**WHAT YOU SHOULD DO**
Please find every line in the records below that contains the word "else", and copy it.

(Beginning of INFORMATION)

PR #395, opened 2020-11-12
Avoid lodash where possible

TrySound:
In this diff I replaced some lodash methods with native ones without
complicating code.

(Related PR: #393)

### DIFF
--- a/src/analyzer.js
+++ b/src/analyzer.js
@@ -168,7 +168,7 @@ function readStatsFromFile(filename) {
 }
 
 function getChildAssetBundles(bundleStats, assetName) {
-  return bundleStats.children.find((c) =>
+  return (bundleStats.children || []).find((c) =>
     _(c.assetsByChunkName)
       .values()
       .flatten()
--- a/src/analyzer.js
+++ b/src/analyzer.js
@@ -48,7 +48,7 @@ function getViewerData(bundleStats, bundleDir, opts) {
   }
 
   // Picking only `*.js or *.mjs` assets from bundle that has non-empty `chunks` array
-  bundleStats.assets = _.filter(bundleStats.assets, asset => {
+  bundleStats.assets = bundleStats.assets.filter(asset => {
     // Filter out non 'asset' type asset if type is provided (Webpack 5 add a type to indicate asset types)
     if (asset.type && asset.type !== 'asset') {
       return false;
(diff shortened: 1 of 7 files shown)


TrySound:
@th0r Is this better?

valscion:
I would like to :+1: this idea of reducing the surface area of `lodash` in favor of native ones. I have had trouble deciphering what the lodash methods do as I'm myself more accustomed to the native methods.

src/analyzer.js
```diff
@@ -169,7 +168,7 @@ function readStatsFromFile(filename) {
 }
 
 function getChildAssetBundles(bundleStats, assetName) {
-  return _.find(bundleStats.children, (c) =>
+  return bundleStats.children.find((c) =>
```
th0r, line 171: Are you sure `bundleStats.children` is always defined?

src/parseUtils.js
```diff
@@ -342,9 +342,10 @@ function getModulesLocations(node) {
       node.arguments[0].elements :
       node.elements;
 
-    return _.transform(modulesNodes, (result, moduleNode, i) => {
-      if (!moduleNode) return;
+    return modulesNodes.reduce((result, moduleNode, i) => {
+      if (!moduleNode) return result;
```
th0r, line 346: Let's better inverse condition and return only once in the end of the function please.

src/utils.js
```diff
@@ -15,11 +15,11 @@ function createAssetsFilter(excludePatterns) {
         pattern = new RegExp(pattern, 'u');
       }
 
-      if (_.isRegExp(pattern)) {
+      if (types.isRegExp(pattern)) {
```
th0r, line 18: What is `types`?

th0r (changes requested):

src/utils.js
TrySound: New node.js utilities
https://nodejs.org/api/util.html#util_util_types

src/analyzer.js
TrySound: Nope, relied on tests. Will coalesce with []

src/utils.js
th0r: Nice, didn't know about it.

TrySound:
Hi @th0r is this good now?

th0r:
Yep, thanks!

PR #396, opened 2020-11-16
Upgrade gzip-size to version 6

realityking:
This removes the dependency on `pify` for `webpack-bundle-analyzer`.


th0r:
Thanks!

(End of INFORMATION)
(Beginning of INFORMATION)

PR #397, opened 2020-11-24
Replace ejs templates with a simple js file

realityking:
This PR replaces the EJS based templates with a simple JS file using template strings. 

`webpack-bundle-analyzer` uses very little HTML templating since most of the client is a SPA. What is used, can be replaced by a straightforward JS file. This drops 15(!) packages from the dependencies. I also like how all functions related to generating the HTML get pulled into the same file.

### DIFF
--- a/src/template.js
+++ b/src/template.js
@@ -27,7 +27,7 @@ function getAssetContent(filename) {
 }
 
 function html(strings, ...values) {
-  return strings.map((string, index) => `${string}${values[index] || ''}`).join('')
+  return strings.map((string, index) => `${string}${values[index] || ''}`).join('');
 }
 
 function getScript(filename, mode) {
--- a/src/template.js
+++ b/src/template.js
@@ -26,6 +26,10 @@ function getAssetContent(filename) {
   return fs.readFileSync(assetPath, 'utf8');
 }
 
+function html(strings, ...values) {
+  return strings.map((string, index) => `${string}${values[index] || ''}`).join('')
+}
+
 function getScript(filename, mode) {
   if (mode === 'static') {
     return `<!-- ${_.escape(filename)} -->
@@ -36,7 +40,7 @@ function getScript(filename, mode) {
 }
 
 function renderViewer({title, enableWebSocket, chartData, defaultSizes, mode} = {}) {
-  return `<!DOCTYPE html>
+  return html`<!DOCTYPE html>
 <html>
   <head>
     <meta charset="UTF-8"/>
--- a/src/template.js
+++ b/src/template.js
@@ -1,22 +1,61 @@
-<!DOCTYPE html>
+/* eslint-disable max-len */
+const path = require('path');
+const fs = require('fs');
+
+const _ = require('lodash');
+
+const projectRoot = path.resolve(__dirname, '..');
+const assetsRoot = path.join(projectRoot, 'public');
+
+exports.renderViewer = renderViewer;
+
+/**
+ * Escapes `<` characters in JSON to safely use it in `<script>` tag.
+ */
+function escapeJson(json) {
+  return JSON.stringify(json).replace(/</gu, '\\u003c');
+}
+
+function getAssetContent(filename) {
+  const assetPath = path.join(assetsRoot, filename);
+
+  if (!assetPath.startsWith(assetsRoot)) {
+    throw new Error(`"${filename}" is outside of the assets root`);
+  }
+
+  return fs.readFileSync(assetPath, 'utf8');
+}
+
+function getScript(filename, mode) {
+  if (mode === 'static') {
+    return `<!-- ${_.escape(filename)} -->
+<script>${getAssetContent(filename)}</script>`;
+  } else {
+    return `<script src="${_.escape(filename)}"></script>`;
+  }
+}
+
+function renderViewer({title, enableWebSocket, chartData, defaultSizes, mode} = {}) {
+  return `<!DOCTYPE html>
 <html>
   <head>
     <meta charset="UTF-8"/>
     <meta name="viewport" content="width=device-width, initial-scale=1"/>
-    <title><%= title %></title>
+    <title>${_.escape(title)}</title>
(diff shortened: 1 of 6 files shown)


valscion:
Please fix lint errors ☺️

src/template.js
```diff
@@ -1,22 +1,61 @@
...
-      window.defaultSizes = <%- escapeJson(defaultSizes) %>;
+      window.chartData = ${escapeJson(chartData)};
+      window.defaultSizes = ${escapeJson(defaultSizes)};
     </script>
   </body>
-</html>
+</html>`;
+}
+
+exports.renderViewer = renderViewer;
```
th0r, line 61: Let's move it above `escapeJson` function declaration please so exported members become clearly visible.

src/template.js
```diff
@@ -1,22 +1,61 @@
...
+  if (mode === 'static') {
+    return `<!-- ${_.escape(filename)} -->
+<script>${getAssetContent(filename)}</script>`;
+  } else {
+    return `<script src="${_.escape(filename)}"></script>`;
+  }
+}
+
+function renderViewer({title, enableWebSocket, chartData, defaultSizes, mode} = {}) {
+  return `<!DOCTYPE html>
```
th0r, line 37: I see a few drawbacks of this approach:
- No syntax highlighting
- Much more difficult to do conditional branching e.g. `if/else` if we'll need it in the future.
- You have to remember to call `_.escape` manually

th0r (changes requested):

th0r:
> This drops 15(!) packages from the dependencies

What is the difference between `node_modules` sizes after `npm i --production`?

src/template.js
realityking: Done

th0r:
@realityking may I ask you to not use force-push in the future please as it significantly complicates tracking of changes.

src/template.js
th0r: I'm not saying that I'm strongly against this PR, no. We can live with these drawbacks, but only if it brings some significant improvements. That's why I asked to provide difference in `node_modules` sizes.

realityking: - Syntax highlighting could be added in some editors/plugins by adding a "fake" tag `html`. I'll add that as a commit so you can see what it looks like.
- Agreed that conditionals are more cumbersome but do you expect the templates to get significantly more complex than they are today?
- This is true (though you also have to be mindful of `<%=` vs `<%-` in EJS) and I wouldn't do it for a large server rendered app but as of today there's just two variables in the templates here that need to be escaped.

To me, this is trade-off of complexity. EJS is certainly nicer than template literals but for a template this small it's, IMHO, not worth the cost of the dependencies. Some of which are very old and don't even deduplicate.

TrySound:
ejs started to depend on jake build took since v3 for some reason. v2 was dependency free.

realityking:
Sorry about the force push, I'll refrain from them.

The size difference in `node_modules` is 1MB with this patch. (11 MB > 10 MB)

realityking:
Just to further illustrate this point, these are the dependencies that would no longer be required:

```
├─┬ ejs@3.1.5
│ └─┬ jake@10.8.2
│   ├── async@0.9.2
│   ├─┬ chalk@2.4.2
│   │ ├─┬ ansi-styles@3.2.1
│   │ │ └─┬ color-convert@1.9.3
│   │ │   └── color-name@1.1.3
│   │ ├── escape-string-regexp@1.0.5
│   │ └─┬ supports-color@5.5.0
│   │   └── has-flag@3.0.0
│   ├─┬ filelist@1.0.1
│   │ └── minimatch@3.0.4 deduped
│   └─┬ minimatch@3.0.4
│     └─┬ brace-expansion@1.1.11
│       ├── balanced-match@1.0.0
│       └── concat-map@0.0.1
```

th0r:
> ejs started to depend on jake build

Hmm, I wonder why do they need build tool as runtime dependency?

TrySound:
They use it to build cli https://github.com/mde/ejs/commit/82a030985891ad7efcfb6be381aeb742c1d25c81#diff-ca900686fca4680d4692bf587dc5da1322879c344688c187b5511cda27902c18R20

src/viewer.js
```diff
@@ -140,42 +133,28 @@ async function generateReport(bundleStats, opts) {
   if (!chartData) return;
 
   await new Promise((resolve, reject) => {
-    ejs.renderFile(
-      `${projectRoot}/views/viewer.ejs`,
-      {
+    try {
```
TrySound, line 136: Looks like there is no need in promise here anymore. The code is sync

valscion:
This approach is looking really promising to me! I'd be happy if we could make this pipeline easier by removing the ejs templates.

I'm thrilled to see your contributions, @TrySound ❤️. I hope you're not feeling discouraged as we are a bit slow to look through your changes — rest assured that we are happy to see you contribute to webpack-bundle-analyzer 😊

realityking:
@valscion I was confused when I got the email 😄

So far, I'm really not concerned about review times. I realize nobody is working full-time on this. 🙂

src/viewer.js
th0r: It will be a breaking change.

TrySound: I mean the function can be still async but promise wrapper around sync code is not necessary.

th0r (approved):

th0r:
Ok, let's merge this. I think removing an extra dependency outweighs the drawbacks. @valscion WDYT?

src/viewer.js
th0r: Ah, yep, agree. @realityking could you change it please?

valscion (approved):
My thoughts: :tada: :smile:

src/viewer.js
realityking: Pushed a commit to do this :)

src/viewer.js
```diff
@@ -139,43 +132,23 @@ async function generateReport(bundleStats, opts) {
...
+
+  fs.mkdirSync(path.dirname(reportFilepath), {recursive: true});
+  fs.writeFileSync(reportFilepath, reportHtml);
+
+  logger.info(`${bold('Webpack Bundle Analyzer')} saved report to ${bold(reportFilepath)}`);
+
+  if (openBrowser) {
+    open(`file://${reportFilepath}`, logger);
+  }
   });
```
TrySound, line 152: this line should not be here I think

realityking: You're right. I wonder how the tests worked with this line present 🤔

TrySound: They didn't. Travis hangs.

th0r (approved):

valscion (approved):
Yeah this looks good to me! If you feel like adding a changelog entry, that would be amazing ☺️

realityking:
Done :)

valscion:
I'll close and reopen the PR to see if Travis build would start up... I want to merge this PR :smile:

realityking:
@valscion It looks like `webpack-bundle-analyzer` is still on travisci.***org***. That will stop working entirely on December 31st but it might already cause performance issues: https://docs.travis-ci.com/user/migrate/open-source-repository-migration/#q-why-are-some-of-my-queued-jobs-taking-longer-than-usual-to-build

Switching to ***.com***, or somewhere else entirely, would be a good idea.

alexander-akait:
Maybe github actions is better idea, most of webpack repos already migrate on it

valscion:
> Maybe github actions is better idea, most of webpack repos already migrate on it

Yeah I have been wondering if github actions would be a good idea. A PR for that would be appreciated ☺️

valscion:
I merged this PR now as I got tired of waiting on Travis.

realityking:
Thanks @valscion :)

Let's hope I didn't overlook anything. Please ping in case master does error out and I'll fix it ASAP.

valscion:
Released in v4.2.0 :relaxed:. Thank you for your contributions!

(End of INFORMATION)

**RESPONSE AREA**
+  } else {
+  } else {
- Much more difficult to do conditional branching e.g. `if/else` if we'll need it in the future.
Switching to ***.com***, or somewhere else entirely, would be a good idea.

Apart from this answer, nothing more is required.